■ **How to complete this task**: Answer with a single number stating how many lines of the entries below include the string "freeze".

*** Opening of Data section ***

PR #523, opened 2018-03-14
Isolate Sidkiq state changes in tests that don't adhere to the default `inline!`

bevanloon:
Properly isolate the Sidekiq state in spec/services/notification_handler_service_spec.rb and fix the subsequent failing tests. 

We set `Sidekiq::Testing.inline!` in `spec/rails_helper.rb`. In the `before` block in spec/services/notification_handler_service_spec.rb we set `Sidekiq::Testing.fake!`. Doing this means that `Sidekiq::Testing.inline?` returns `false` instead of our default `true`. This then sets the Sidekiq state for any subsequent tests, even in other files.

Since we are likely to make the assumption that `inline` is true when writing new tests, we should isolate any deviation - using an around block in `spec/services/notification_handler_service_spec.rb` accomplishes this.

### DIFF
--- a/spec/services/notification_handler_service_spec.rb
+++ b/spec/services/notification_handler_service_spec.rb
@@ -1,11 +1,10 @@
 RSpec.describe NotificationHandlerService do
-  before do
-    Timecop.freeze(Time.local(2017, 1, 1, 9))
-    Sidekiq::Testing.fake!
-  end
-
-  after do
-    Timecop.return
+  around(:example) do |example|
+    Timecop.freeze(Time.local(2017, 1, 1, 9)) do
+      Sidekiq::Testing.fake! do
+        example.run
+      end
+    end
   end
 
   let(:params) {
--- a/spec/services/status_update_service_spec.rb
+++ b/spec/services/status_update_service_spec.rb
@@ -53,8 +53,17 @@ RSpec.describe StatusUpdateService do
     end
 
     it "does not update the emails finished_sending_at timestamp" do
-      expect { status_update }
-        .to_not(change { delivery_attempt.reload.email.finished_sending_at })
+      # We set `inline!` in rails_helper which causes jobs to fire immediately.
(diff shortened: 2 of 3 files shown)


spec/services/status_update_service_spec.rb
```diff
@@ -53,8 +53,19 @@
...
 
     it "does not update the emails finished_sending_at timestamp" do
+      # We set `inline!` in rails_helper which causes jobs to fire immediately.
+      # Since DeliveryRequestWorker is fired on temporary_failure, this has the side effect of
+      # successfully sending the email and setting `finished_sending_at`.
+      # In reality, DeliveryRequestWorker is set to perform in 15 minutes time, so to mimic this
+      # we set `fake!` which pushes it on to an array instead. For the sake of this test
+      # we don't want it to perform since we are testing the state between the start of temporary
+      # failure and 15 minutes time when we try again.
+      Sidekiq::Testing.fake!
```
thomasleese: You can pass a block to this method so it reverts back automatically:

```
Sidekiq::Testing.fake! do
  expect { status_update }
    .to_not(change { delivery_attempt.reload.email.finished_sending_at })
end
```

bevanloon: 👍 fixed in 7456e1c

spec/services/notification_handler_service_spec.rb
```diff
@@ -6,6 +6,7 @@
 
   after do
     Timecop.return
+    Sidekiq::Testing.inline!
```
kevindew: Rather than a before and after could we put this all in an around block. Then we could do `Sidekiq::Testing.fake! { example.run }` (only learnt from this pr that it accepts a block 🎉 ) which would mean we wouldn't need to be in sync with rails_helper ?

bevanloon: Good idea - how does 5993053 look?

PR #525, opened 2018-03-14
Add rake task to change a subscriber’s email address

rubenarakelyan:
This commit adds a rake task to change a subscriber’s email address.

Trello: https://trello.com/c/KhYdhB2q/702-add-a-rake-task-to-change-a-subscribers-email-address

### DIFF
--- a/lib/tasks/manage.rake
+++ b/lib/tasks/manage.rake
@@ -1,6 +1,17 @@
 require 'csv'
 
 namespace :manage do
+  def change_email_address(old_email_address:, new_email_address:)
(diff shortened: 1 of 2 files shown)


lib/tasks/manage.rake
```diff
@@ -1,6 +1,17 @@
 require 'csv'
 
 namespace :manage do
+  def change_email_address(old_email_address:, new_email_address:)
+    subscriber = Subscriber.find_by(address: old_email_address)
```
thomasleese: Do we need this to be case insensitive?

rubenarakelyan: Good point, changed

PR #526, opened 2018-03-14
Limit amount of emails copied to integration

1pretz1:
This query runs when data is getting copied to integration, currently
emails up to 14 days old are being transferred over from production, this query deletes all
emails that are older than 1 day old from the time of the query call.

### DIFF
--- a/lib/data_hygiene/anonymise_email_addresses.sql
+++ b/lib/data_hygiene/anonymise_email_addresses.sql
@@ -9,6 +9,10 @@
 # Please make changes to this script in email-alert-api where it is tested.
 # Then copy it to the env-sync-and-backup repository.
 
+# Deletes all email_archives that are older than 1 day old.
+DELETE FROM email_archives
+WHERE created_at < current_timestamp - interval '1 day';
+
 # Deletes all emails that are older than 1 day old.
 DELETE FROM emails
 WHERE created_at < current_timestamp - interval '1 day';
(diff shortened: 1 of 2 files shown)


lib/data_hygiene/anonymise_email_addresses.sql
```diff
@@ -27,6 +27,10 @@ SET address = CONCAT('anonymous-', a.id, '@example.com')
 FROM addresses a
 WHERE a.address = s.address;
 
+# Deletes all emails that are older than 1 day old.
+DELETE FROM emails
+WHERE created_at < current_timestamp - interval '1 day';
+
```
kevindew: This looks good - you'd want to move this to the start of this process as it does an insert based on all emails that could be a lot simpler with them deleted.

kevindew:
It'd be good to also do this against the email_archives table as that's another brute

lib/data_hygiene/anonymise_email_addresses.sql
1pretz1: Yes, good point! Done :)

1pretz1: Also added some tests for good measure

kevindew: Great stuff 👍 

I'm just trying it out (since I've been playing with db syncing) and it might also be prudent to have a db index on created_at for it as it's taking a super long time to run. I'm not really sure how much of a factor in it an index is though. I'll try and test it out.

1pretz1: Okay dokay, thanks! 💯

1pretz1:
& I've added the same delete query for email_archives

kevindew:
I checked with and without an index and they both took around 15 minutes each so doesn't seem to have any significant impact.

*** Close of Data section ***

■ **Answer space**: 2